No. Cohere operates a specialized AI training crawler, not a search engine. Blocking cohere-ai doesn't affect Google, Bing, or other search crawlers. Your search rankings remain unchanged.

Can I monetize Cohere crawler access through Pay-Per-Crawl?

Not currently. Cohere doesn't integrate with Cloudflare Pay-Per-Crawl or RSL protocol systems. You can allow or block — monetization isn't an option with existing Cohere infrastructure.

How do I verify blocked Cohere crawler requests?

Check server logs for Cohere user-agent strings: grep "cohere" /var/log/nginx/access.log. After implementing blocks, you should see only 403 (forbidden) responses or near-zero requests. Weekly monitoring confirms sustained effectiveness.

What's Cohere's crawler volume compared to GPTBot?

Cohere generates approximately 15-25% of GPTBot's request volume. The crawler is less aggressive, reflecting Cohere's enterprise focus rather than consumer-scale deployment. Lower volume doesn't reduce strategic importance of blocking — enterprise AI products still extract significant value from training data.

Should I block Cohere if I allow OpenAI or Anthropic?

If you license to OpenAI or Anthropic through Pay-Per-Crawl systems, those crawlers compensate your content access. Cohere doesn't participate in payment systems. Consistent strategy: allow crawlers that pay, block crawlers that don't.

Does blocking affect Cohere's embedding or search products?

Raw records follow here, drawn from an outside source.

PR #866, opened 2026-08-06
Rage Fighter Master Tree Finishup

ze-dom:
**To-do**
- [x] Comment changes with sources
- [x] UpdatePlugin

**Developments**
- Added master skill extra mana consumption depending on skill level
- Added the magic effects: _IncreaseBlockPowerUp_, _IncreaseBlockMastery_, _IncreaseHealthStrengthener_
- Added effects/target attributes for the RF master skills: _DefSuccessRateIncPowUp_, _EquippedWeaponMastery_, _DefSuccessRateIncMastery_, _StaminaIncreaseStrengthener_, _DecreaseMana_, 

**Bugfixes**
- On equipped weapon skills, no longer add the skill if a replacement master skill exists (existed previously, but only for RF weapons)
- Fixed values/added caps for RF skills _Increase Block_, _Increase Stamina_ and _Ignore Defense_


src/GameLogic/AttackableExtensions.cs
```diff
@@ -576,9 +576,17 @@ public static int GetRequiredValue(this IAttacker attacker, AttributeRequirement
...
 
         var extraCost = 0;
-        if (addExtraManaCost && attributeRequirement.Attribute == Stats.CurrentMana)
+        if (attributeRequirement.Attribute == Stats.CurrentMana)
         {
-            extraCost = (int)attacker.Attributes[Stats.SkillExtraManaCost];
+            if (skillEntry?.Level > 0)
+            {
+                extraCost += (int)(attributeRequirement.MinimumValue * MasterSkillExtensions.CalculateManaRateValue(skillEntry.Level));
+            }
```
ze-dom, line 584: [zTeamS6.3](https://github.com/MuSeason6FixTeam/zTeamS6.3/blob/565c579e61f150f6019dee60d22443d30ddfaf42/zGameServer/GameServer/ObjUseSkill.cpp#L457), [emu](https://github.com/kyleruss/emu-server/blob/202856a74c905c203b9b2795fd161f564ca8b257/GameServer/Source/ObjUseSkill.cpp#L428)

zTeamS6.3 does not have this, but the S6E3 client values also include this extra cost. Also, the [function](https://github.com/MuSeason6FixTeam/zTeamS6.3/blob/565c579e61f150f6019dee60d22443d30ddfaf42/zGameServer/GameServer/MasterLevelSkillTreeSystem.cpp#L4813) for it exists. E.g. (base mana requirement = 55):
Image

src/GameLogic/MasterSkillExtensions.cs
```diff
@@ -12,6 +12,8 @@ namespace MUnique.OpenMU.GameLogic;
 /// </summary>
 public static class MasterSkillExtensions
 {
+    private const string FormulaManaRateIncrease = "(2 + (((((((level - 30) ^ 3) + 25000) / 499) / 6)))) * 1.5";
+
```
ze-dom, line 16: [emu](https://github.com/kyleruss/emu-server/blob/202856a74c905c203b9b2795fd161f564ca8b257/Template/zGameServer/Data/Skill/MasterSkillEffect.lua#L131)

src/Persistence/Initialization/CharacterClasses/CharacterClassInitialization.cs
```diff
@@ -117,8 +117,10 @@ private void AddCommonAttributeRelationships(ICollection<AttributeRelationship>
         attributeRelationships.Add(this.CreateAttributeRelationship(Stats.MaximumPhysBaseDmg, 1, Stats.PhysicalBaseDmg));
         attributeRelationships.Add(this.CreateAttributeRelationship(Stats.MinimumPhysBaseDmg, 1, Stats.PhysicalBaseDmgIncrease, aggregateType: AggregateType.Multiplicate));
         attributeRelationships.Add(this.CreateAttributeRelationship(Stats.MaximumPhysBaseDmg, 1, Stats.PhysicalBaseDmgIncrease, aggregateType: AggregateType.Multiplicate));
+
         attributeRelationships.Add(this.CreateAttributeRelationship(Stats.MaximumHealth, 1, Stats.SwellLifeHealthIncrease, aggregateType: AggregateType.Multiplicate));
         attributeRelationships.Add(this.CreateAttributeRelationship(Stats.MaximumMana, 1, Stats.SwellLifeManaIncrease, aggregateType: AggregateType.Multiplicate));
+        attributeRelationships.Add(this.CreateAttributeRelationship(Stats.IncreaseBlockBonus, 1, Stats.DefenseRatePvm));
```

Blocking prevents Cohere from training models on your content. If enterprises use Cohere embedding services to power internal search, those services won't surface your content unless their corporate users access it directly (not through Cohere crawling). Your content remains available to direct human access and compensating crawlers.

Can Cohere bypass blocks by spoofing user-agents?

Theoretically possible but less common for established AI companies than for aggressive crawlers like ByteSpider. Cohere operates as a venture-backed enterprise AI company with reputation to maintain. Systematic robots.txt violations or user-agent spoofing creates legal and reputational risk they're unlikely to accept. Blocking through user-agent detection is generally effective for Cohere.